SGRAイベントの報告

李暉「第70回SGRAフォーラム『木造建築文化財の修復・保存について考える』報告」

2023年2月18日(土)午後1時より第70回SGRAフォーラム「木造建築文化財の修復・保存について考える」を奈良県吉野郡吉野町の金峯山寺(きんぷせんじ)で開催した。国宝・金峯山寺二王門の保存修理工事現場をライブ中継で発信し、世界中のSGRA会員を始め市民も含めて議論の場を設けるというプロジェクトだ。SGRAと日本学術振興会科学研究費基盤研究(C)J190107009「日本と中国における大工道具の比較による東アジア木造建築技術史の基盤構築」(研究代表者:李暉、2014年渥美奨学生)の共催で、ライブ中継はSGRAでは初の試みだった。

 

金峰山修験本宗総本山金峯山寺の五條良知管長猊下のご挨拶でフォーラムの幕が開けた。小雨の中だったが、寺の沿革の説明や聖地でのフォーラム開催の意義を愛情込めて伝えていただいた。その後、奈良県文化財保存事務所の竹口泰生先生が二王門の保存修理現場を案内しながら、フォーラム後半で各国の先生方が討論するための話題を提供された。

 

ライブ中継は奈良県文化財保存事務所・金峯山寺出張所の方々にご協力いただき、二王門北の参道から始まった。外観を見た後で中へ入るというルートを取り、できる限り視聴者が臨場感を味わえるよう工夫した。竹口先生は事業全体の説明から始まり、解体修理に至った原因である地盤沈下の現状を紹介。保存修理にあたっての調査については、特に大工道具による加工痕跡について、初重の軒下にある組物を用いて詳細に説明された。中継の最後は素屋根の3階まで巡り、伐採した木材をいかだ穴付きのままで利用した部材を披露し、往時の建築造営と製材の関係を示す興味深い内容だった。1時間の現場案内は、あっという間に終わったが、普段にない近距離での観察で、多くの視聴者の好奇心を刺激したことだろう。

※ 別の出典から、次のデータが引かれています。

PR #14420, opened 2017-07-09
Enable `no_useless_else` rule in php-cs-fixer

rob006:
Continuation of #14100
See https://github.com/FriendsOfPHP/PHP-CS-Fixer

### DIFF
--- a/framework/i18n/Formatter.php
+++ b/framework/i18n/Formatter.php
@@ -328,9 +328,9 @@ class Formatter extends Component
         $method = 'as' . $format;
         if ($this->hasMethod($method)) {
             return call_user_func_array([$this, $method], $params);
-        } else {
-            throw new InvalidParamException("Unknown format type: $format");
         }
+
+        throw new InvalidParamException("Unknown format type: $format");
     }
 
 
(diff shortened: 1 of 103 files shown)


samdark:
Merged. Thanks.

framework/i18n/Formatter.php
```diff
@@ -826,28 +827,30 @@ public function asRelativeTime($value, $referenceTime = null)
             if ($interval->s == 0) {
                 return Yii::t('yii', 'just now', [], $this->locale);
             }
+
             return Yii::t('yii', 'in {delta, plural, =1{a second} other{# seconds}}', ['delta' => $interval->s], $this->locale);
-        } else {
```
cebe: in cases like this, else would be much easier to understand... :-(

cebe:
In general I am fine with improving code style and also thanks for working on this @rob006 but at this scale its massivly breaking git blame, not sure its worth the pain... Maybe its enough for now?

framework/i18n/Formatter.php
rob006: It would be easier to understand if we extract these blocks to separate methods.

rob006:
@cebe I want to add few more fixers, but they should result less changes than this one. 

But if we want to force some code standards, we should do it now or never. The later we do this, the more changes it will require, give a greater impact on git blame and will be harder to merge changes between branches.
And I'm not sure if git blame is i worth of dropping automated CS fixing. Influence on git blame is temporary, with bad CS we will live forever :).

samdark:
I'm for consistent code style.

貴重な現場の情報についてメモを取られた方々もたくさんいらしたようだ。

 

後半の討論は京都大学防災研究所の金玟淑氏(2007年渥美奨学生)の司会で進行した。韓国伝統建築修理技術振興財団の姜璿慧先生、中国文化遺産研究院の永昕群先生、京都工芸繊維大学のアレハンドロ・マルティネス先生が研究成果や経験に基づき、各国の伝統建築の保存修理事情を紹介し、二王門の保存修理を始めとする日本との相異についてコメントを頂いた。また、塩原フローニ・フリデリケ氏(BMW Japan、2008年渥美奨学生)からは市民を代表して文化財保存への理解を述べていただき、保存修理に携わっている専門家も多くのことを考えさせられた。

 

最後に視聴者の皆さんからの質問も受け、先生方にご回答いただいた。時間が限られており、すべてに回答することはできなかったが、視聴者と交流を図ることができたと思う。

 

3時間という長時間のフォーラムであったが、先生方は木造建築文化財保存への情熱があふれており、スクリーンを通して誠実で熱い討論が交わされた。その心は視聴者へも伝わったであろう。

 

常に工程に追われる保存修理現場にもかかわらず、多くの要望に応えていただいた竹口先生を始め、研究や調査業務で多忙な先生方へ心より感謝を申し上げたい。最後まで支援していただいたSGRAの存在の意義を改めて実感した。フォーラムには250余名が参加してくださった。皆さまに感謝するとともに少しでもお役立つことができたらと願うばかりである。木造建築文化財の修復・保存に限らず、専門家と市民のギャップはどの業界にもある。今回の試みを機に、多くの方がそのギャップを理解し、少しでも埋めていく意識を高めることができれば幸いである。

 

当日の写真

 

アンケート集計

 

<李暉(り・ほい)LI Hui>

2014年度渥美奨学生。2015年東京大学大学院博士(工学)取得。2014~2018年、奈良県文化財保存事務所仕様調査員として、薬師寺東塔(国宝・奈良県)の保存修理事業に携わった。2018年、奈良文化財研究所アソシエイトフェローとして、平城宮第一次大極殿院復原研究に従事。2023年、奈良女子大学 大和・紀伊半島学研究所古代学・聖地学研究センター協力研究員。専門は中国建築史。著書に、『建築の歴史・様式・社会』(共著、中央公論美術出版、2018)、『中国の建築装飾』(共訳、科学出版社東京、2021)、『中国古典庭園 園冶図解』(監訳、科学出版社東京、2023)など。